## TASK TO CARRY OUT
Check each line of the entries below for the word "fileName", then report how many have it, with no other words.

[[ INPUT, beginning ]]

PR #1426, opened 2017-02-02
Include all RID-specific assets in platform manifest during official build

ericstj:
Previously I only included assets in the platform manifest for packages
being built on the current platform.

This is a problem because the platform manifest ships in a single
RID agnostic package so normally it would only have one set of files
that correspond to the RID-specific package that happened to be
built in the same build leg.

I foresaw this problem and made a switch to the package build that
would tell it to examine the assets from all RID specific packages.

This change uses that switch during the official build (identified
by environment SIGNED_PACKAGES=true).  This switch is only safe to
use in the official build where we've already built all RIDs for
dependencies since it will cause the build to download RID-specific
packages for all of its dependencies.  That would fail in a purely
vertical (RID-specific) end-to-end build, AKA: vertical build.

In the future we need to make sure that if we switch the official
build to be completely vertical we still have a build-leg that will
run after all verticals of dependencies are complete to build the
RID-less package for Microsoft.NETCore.App.

/cc @eerhardt @ellismg @dagood @chcosta @weshaggard 

Fixes https://github.com/dotnet/standard/issues/191

### DIFF
--- a/pkg/projects/Microsoft.NETCore.App/Microsoft.NETCore.App.pkgproj
+++ b/pkg/projects/Microsoft.NETCore.App/Microsoft.NETCore.App.pkgproj
@@ -14,6 +14,11 @@
     <ShouldCreateLayout>false</ShouldCreateLayout>
     <PropsFile>$(IntermediateOutputPath)$(MSBuildProjectName).props</PropsFile>
     <PlatformManifestFile>$(IntermediateOutputPath)$(MSBuildProjectName).PlatformManifest.txt</PlatformManifestFile>
+    <!-- During an official build when we can guarantee that all RID-specific dependencies have been built,
+         restore all of those dependencies and gather the prospective content of the RID-specific Core.App
+         packages.  This is needed so that we have a complete platform manifest in the shipping version of
+         the Microsoft.NETCore.App (RID-agnostic/identity package). -->
+    <IncludeAllRuntimePackagesInPlatformManifest Condition="'$(SIGNED_PACKAGES)' == 'true'">true</IncludeAllRuntimePackagesInPlatformManifest>
   </PropertyGroup>
   
   <Choose>
@@ -107,7 +112,7 @@
     <MSBuild Projects="@(ProjectReference)"
              Condition="'%(ProjectReference.PackageTargetRuntime)' == '$(PackageRID)' OR 
                         '%(ProjectReference.BuidOnRID)' == '$(PackageRID)' OR 
-                        ('$(IncludeAllPackages)' == 'true' AND '%(ProjectReference.PackageTargetRuntime)' != '')"
+                        ('$(IncludeAllRuntimePackagesInPlatformManifest)' == 'true' AND '%(ProjectReference.PackageTargetRuntime)' != '')"
              Targets="GetPackageFiles">
       <Output TaskParameter="TargetOutputs" ItemName="SharedFrameworkRuntimeFiles" />
     </MSBuild>
--- a/pkg/tasks/GenerateFileVersionProps.cs
+++ b/pkg/tasks/GenerateFileVersionProps.cs
@@ -47,10 +47,9 @@ namespace Microsoft.DotNet.Build.Tasks
                     continue;
                 }
 
-                var filePath = file.GetMetadata("FullPath");
-                var fileName = Path.GetFileName(filePath);
+                var fileName = Path.GetFileName(file.ItemSpec);
 
-                var current = GetFileVersionData(filePath);
+                var current = GetFileVersionData(file);
 
                 FileVersionData existing;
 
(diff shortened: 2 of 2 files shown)


ericstj:
This is an interesting bug. Looks like an official build happened in the middle of building this CI run.  Since my branch was based on an older commit the version produced by the CI was -001483, but since the tests use a * in their dependencies they somehow got the one from myget and failed because the matching shared framework wasn't installed.  /cc @AlfredoMS

pkg/projects/Microsoft.NETCore.App/Microsoft.NETCore.App.pkgproj
```diff
@@ -14,6 +14,11 @@
     <ShouldCreateLayout>false</ShouldCreateLayout>
     <PropsFile>$(IntermediateOutputPath)$(MSBuildProjectName).props</PropsFile>
     <PlatformManifestFile>$(IntermediateOutputPath)$(MSBuildProjectName).PlatformManifest.txt</PlatformManifestFile>
+    <!-- During an official build when we can garuntee that all RID-specific dependencies have been built,
```
eerhardt: `garuntee`

pkg/tasks/GenerateFileVersionProps.cs
```diff
@@ -112,13 +111,40 @@ public override bool Execute()
...
+                    FileVersion = FileUtilities.GetFileVersion(filePath)
+                };
+            }
+            else
             {
-                AssemblyVersion = FileUtilities.TryGetAssemblyVersion(filePath),
-                FileVersion = FileUtilities.GetFileVersion(filePath)
-            };
+                // allow for the item to specify version directly
+                Version assemblyVersion = null;
```
eerhardt: (nit) no need to set to null, since these are used in out parameters.

pkg/projects/Microsoft.NETCore.App/Microsoft.NETCore.App.pkgproj
```diff
@@ -14,6 +14,11 @@
     <ShouldCreateLayout>false</ShouldCreateLayout>
     <PropsFile>$(IntermediateOutputPath)$(MSBuildProjectName).props</PropsFile>
     <PlatformManifestFile>$(IntermediateOutputPath)$(MSBuildProjectName).PlatformManifest.txt</PlatformManifestFile>
+    <!-- During an official build when we can guarantee that all RID-specific dependencies have been built,
+         restore all of those dependencies and gather the prospective content of the RID-specific Core.App
+         packages.  This is needed so that we have a complete platform manifest in the shipping version of
+         the Microsoft.NETCore.App (RID-agnostic/identity package). -->
+    <IncludeAllRuntimePackagesInPlatformManifest Condition="'$(SIGNED_PACKAGES)' == 'true'">true</IncludeAllRuntimePackagesInPlatformManifest>
```
weshaggard: Where is SIGNED_PACKAGES coming from?

weshaggard: I see from you description this comes from an env variable. Can we please make it an explicit option we pass instead of depending on env variables in our official builds?

ericstj: We're free to pass in IncludeAllRuntimePackagesInPlatformManifest if that's what you want.  I used SIGNED_PACKAGES because this is already passed in and used by the core-setup build to do a similar thing for other packages.

weshaggard: Yes I would definitely prefer to stop depending on env-variables in our builds they cause use so much grief because they are hidden away and different across setups.

eerhardt: I'm not sure I follow the ask here. Would your concern be satisfied if SIGNED_PACKAGES turns into an MSBuild property that is defaulted to 'false'. And then during official builds, we set the SIGNED_PACKAGES property to 'true'?

weshaggard: Yes I just want something that is explicitly passed.

ericstj: Well now you have two different properties and you're welcome to change the build definition...

weshaggard: @naamunds @AlfredoMS as part of the core-setup build changes can we please ensure that we are not depending on env-variables but instead we are passing in the necessary properties to the build steps. Thanks.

[[ INPUT, end ]]

## OUTPUT
2